YOUR ASSIGNMENT
Your task is to find every line of the listing that includes "tests" and copy it.
*** RECORD EXCERPTS ***
PR #168, opened 2020-08-09
🔧 MAINT: right tocbar font size

choldgraf:
sets the right contents bar to have the same font size as the left navigation bar. @pradyunsg what do you think?


choldgraf:
yeah good point for "just in case" - right now it won't show up if there's only one title on the page

PR #171, opened 2020-08-10
🐛 BUG: backref superscript

AakashGfude:
The following PR makes the backref inline instead of superscript.

cc @choldgraf 

fixes https://github.com/executablebooks/MyST-Parser/issues/196


choldgraf:
Definitely an improvement - it's a little lower than the text to the left, maybe we can just remove the "vertical-alignment" rule alltogether and it'll line up?

AakashGfude:
good eye @choldgraf . have removed it.

choldgraf:
woo, looks great!

Issue #153, opened 2020-08-06
Add a shadow to the top bar on scroll


pradyunsg:
**Is your feature request related to a problem? Please describe.**

Content at the top of the page gets cropped, seemingly for no reason.

**Describe the solution you'd like**

A shadow underneath the top bar would make it easier to perceive that there is an element that's supposed to be on top, making it clearer why content is getting cropped (there's something above it!).

**Describe alternatives you've considered**

None.

**Additional context**

See https://squidfunk.github.io/mkdocs-material/getting-started/ for a decent+subtle implementation of this.

choldgraf:
very cool - I like that idea 👍

pradyunsg:
The top bar is... interestingly styled. Would anyone mind if I rework that element's HTML?

choldgraf:
Ummm, depends on what your plastic surgery looks like when it's done :-)

choldgraf:
If the end result behaves the same then in general I'm +1 though

pradyunsg:
How do folks feel about me taking this and #148 down in one big PR?

I'm gonna need to make changes to the sidebar for this, and vice versa, so I'm thinking to kill 2 issues with one PR.

chrisjsewell:
yep if its easier. we can always split it later if its looking too unruly

choldgraf:
go for it (with the caveat that the more time goes on, the greater chance I will drop off the face of the earth for a bit)

Issue #148, opened 2020-08-06
Make left sidebar into an off-canvas drawer on mobile/tablet


pradyunsg:
**Is your feature request related to a problem? Please describe.**

- The (left) sidebar "comes in from the top" of the page, through resizing of the corresponding element. This implementation requires JS to work [^1] and shows up in a different place than the desktop sidebar.
- The (left) sidebar does not degrade gracefully when JS is disabled. A user who has JS disabled for some reason (*ahem* like me) cannot view documentation built with this theme on mobile, since the sidebar cannot be collapsed and covers regular content. And they can't access the navigation either.

**A link to the documentation page where you see an issue.**

Any page works TBH. Here's the page I have open right now: https://sphinx-book-theme.readthedocs.io/en/latest/index.html

**Describe the solution you'd like**

I suggest we switch to the same mechanism+design for providing the sidebar as the mkdocs-material theme: https://squidfunk.github.io/mkdocs-material/getting-started/. Try it on ~1024px wide windows, which shows how it works best IMO. That mechanism works without needing JS (it's pure-CSS) and, thus, degrades gracefully.

Note that I'm not suggesting we change the contents/design of what's in the sidebar in this issue, but only how it is handled in terms of being visible/not visible.

FWIW, I have experience with implementing this style of a sidebar, from when I was working on re-implementing mkdocs-material for Sphinx [here](https://github.com/pradyunsg/materialism). I'm happy to try re-implementing it in the context of this theme, if there's interest in making this switch.

pradyunsg:
Oops, I used the wrong template.

choldgraf:
Totally I agree, I think this is a more common and probably better pattern here. To be brutally honest the only reason that the sidebar comes down from the top is because I spent two days trying to figure out how to do it from the left and couldn't find the right CSS / JS incantation to do it in bootstrap 🤦‍♂️

chrisjsewell:
Yep definitely. You're beating me to features I wanted to look into @pradyunsg, which I absolutely have no problem with 😄

mmcky:
@DrDrij would you be able o take a look at this `feature` request?

choldgraf:
I believe that in the mock-up that @DrDrij showed a few months back he had some nice modifications made to the left sidebar, would love to see some of those in code form as well if you’re thinking of tackling this one too!

DrDrij:
[...]

PR #172, opened 2020-08-10
👌 IMPROVE: Nicer Development Experience

pradyunsg:
Closes #151 in my opinion. :)

Following @choldgraf's [nudge](https://github.com/executablebooks/sphinx-book-theme/issues/151#issuecomment-670637019), I ended up writing the entire noxfile for this project *and* rewrote a part of the contributing guide to reflect what the various commands needed during development look like with nox.

Oh, and I added the `nox -s docs-live` thing, with live-reload through sphinx-autobuild as well. :)

PR #177, opened 2020-08-12
Nicer Development Experience, take 2

pradyunsg:
A couple of smaller changes, based off experience of working on #148 and #153.


chrisjsewell:
What were the issues you come across with the current setup?
I guess the only issue with rebuilding the whole documentation every time (I think thats what `-a` does?) is that its a pain when you're just playing around with SCSS.
Not so much for the current documentation here (because it's only a few pages), but thinking towards using this approach for messing around with larger sets of documentation.

pradyunsg:
- coveralls broke
- changes to layout.html only get reflected on index (because that's the only page sphinx detected as outdated as per our extension
- including the generated css in the repository makes it significantly harder to cherry-pick specific changes (unless we wanna un-compress the generated css, which I don't)
- sdist -> wheel doesn't work right now, IIUC.

pradyunsg:
To be clear, I'm pretty sure I broke all these things in #172. 😅

chrisjsewell:
😂 you gotta break some eggs to make an omelette

pradyunsg:
Everything except coverall should be working. Let's do coveralls in a follow up PR. :)

sphinx_book_theme/__init__.py
```diff
@@ -22,6 +22,13 @@ def add_static_path(app):
     static_path = Path(__file__).parent.joinpath("static").absolute()
     app.config.html_static_path.append(str(static_path))
 
+    # Compile the css file if it's not been compiled already
+    compiled_css_file = static_path / "sphinx-book-theme.css"
+    if not compiled_css_file.exists():
```
chrisjsewell, line 27:
```suggestion
    compiled_css_file = static_path / "sphinx-book-theme.css"
    compiled_css_file2 = static_path / "_print.css"
    if not (compiled_css_file.exists() and compiled_css_file2.exists()):
```

just to be safe?

pradyunsg: That file won't get compiled into a css. That's what the `_` does. FWIW, I am borderline wondering if I should break out the main scss file into small `_sidebar` and friends. :)

pradyunsg: Relevant Stack-Overflow question to save you from a round of web searches: https://stackoverflow.com/questions/34889962/why-put-in-front-of-the-file-name-or-in-scss-css

chrisjsewell: Ah cheers; just showing by "newbness" on SCSS

chrisjsewell:
Yep I think if you push another commit codecov should be working again now

pradyunsg:
You underestimate how lazy I am. 🙃

chrisjsewell:
Ah turns out the codecov app wasn't enabled yet for sphinx-book-theme (this is done in the organisation setings)

chrisjsewell:
@pradyunsg why did you break nox lol:

```
(base) markdown-it-py/$ nox                     
nox > Running session tests
nox > Creating virtual environment (virtualenv) using python3.7 in .nox/tests
nox > Command /Users/chrisjsewell/opt/miniconda3/bin/python3.7 -m virtualenv /Users/chrisjsewell/Documents/GitHub/markdown-it-py/.nox/tests failed with exit code 1:
ImportError: cannot import name 'DETACHED_PROCESS' from 'virtualenv.util.subprocess' (/Users/chrisjsewell/opt/miniconda3/lib/python3.7/site-packages/virtualenv/util/subprocess/__init__.py)
```

https://github.com/pypa/virtualenv/commit/0cd009b5a1338f66397f71c85a75f576a2f3eabf

pradyunsg:
Any blockers to merging this? :)

sphinx_book_theme/__init__.py
choldgraf: So does this mean that if we change the scss file we should delete the css file so it is recompiled?

pradyunsg: You should if you're using `nox -s docs-live` or `nox -s docs`, which do recompile the SCSS.

The only thing this exists for, is to be able to install+use this package off VCS. :)

choldgraf:
I just tried the nox workflow and it seems to be taking forever to create the virtualenv. It's been sitting on `pip install .[sphinx]` for about 5 minutes now. Is this expected? Is there any gotcha w/ nox that I'm missing? (I am on WSL if that matters)

chrisjsewell:
FYI, I haven't had any issues with this; you've gotta expect on Windows, that everything's gonna be rubbush 😆 
but yeh we should probably put the makefile back as an alternative

pradyunsg:
> for about 5 minutes now. Is this expected?

Do you have a virtualenv in the same folder? If so, you're probably hitting https://github.com/pypa/pip/issues/2195, which... well, needs fixing. :)

>  but yeh we should probably put the makefile back as an alternative

Separate PR incoming.

chrisjsewell:
@pradyunsg FYI @choldgraf is away for a bit now. I'm meaning to get round to properly looking at this soon (and sphinx-book-theme in general), but let me know if not merging is holding you up in any way on any of the other improvements

PR #179, opened 2020-08-13
Let's fix codecov

pradyunsg:
Broke in #172. Built on top of #177.

Let's see if I can figure out *why*, because `pytest` does generate the file codecov wants to use, when I run pytest locally.


chrisjsewell:
When you say coveralls, I guess you mean codecov?

pradyunsg:
lol

pradyunsg:
The file exists. Why is codecov not happy with it? >.<

https://github.com/executablebooks/sphinx-book-theme/pull/179/checks?check_run_id=979013832#step:6:11

chrisjsewell:
note codecov seems to be not working in all repositories at the moment

choldgraf:
Maybe this is a setting in codecov itself we need to change? Could it have been broken back when we renamed the org?

chrisjsewell:
As I m motioned somewhere else, I think codecov is playing up in general in the last ~24 hours

chrisjsewell:
The checks aren't showing up in any PRs

pradyunsg:
So... you're saying... that I didn't break it?

\o/

chrisjsewell:
> So... you're saying... that I didn't break it?

Oh no, I still blame you for breaking all of CodeCov 😆

chrisjsewell:
yep codecov is reporting again on workflow re-run, you might have to push a commit to get it to show up in the checks?

pradyunsg:
Nothing to do here, it seems. :)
***
WRITTEN SOLUTION
nox > Running session tests
nox > Creating virtual environment (virtualenv) using python3.7 in .nox/tests
nox > Command /Users/chrisjsewell/opt/miniconda3/bin/python3.7 -m virtualenv /Users/chrisjsewell/Documents/GitHub/markdown-it-py/.nox/tests failed with exit code 1:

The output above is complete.